[Stored data]

PR #451, opened 2022-03-02
implemented pids_limit to host_config

SpaceCafe:
I implemented Docker's `pids_limit` to prevent fork bombs on JupyterHub instances.

### DIFF
--- a/dockerspawner/dockerspawner.py
+++ b/dockerspawner/dockerspawner.py
@@ -1114,6 +1114,28 @@ class DockerSpawner(Spawner):
         """cast cpu_limit to a float if it's callable"""
         return self._eval_if_callable(proposal.value)
 
+    pids_limit = Union(
+        [Callable(), Int(allow_none=True)],
+        help="""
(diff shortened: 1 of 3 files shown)


minrk:
Rather than duplicating every host_config field to DockerSpawner, I'm inclined to rely on `extra_host_config` for this. Does that work?

```python
c.DockerSpawner.extra_host_config = {"pids_limit": 10}
```

SpaceCafe:
> Rather than duplicating every host_config field to DockerSpawner, I'm inclined to rely on `extra_host_config` for this. Does that work?
> 
> ```python
> c.DockerSpawner.extra_host_config = {"pids_limit": 10}
> ```

Yes, that works. Thank you, I must have overlooked the option when reading the documentation 😔.

minrk:
Wonderful, thanks! Happy to add options if they are common enough and/or require substantial logic (e.g. volumes, networks), but I think where passthrough works well enough, it's the way to go.

PR #464, opened 2022-08-27
Fix imagename not to include letter ':'

yamaton:
`imagename` is currently set to like `"binder-examples-conda:HEAD"`, and a colon `:` is problematic when used as a part of a docker volume name.

```python
c.DockerSpawner.volumes = { 'jupyterhub-user-{username}--{imagename}': notebook_dir }
```

This PR sets `imagename` to be `"binder-examples-conda-HEAD"`, instead.


minrk:
Thanks!

PR #466, opened 2022-10-14
update object_name with current image

floriandeboissieu:
When several images allowed in dockerspawner and template_name is containing {imagename}, it would be expected that the selected image name is used within the object_name. I didn't found a way to do it as object_name is using default image name if not specified.
This fix updates object_name at container start after check_allowed image. It is working at least for the above use case, don't know if it is the best way to do it and if it has other consequences elsewhere. Also, I set the method _object_name_for_current_image as an async method but I am not very familiar with that method type, so here also I am not sure it is needed.

Hopping it can help, many thanks for that package anyway.


minrk:
Thanks for the PR! Sorry for the long wait.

▸ Exercise prompt:
Copy, from the data above, every line where the word "works" appears.

▸ Answer to the problem:
Yes, that works. Thank you, I must have overlooked the option when reading the documentation 😔.
Wonderful, thanks! Happy to add options if they are common enough and/or require substantial logic (e.g. volumes, networks), but I think where passthrough works well enough, it's the way to go.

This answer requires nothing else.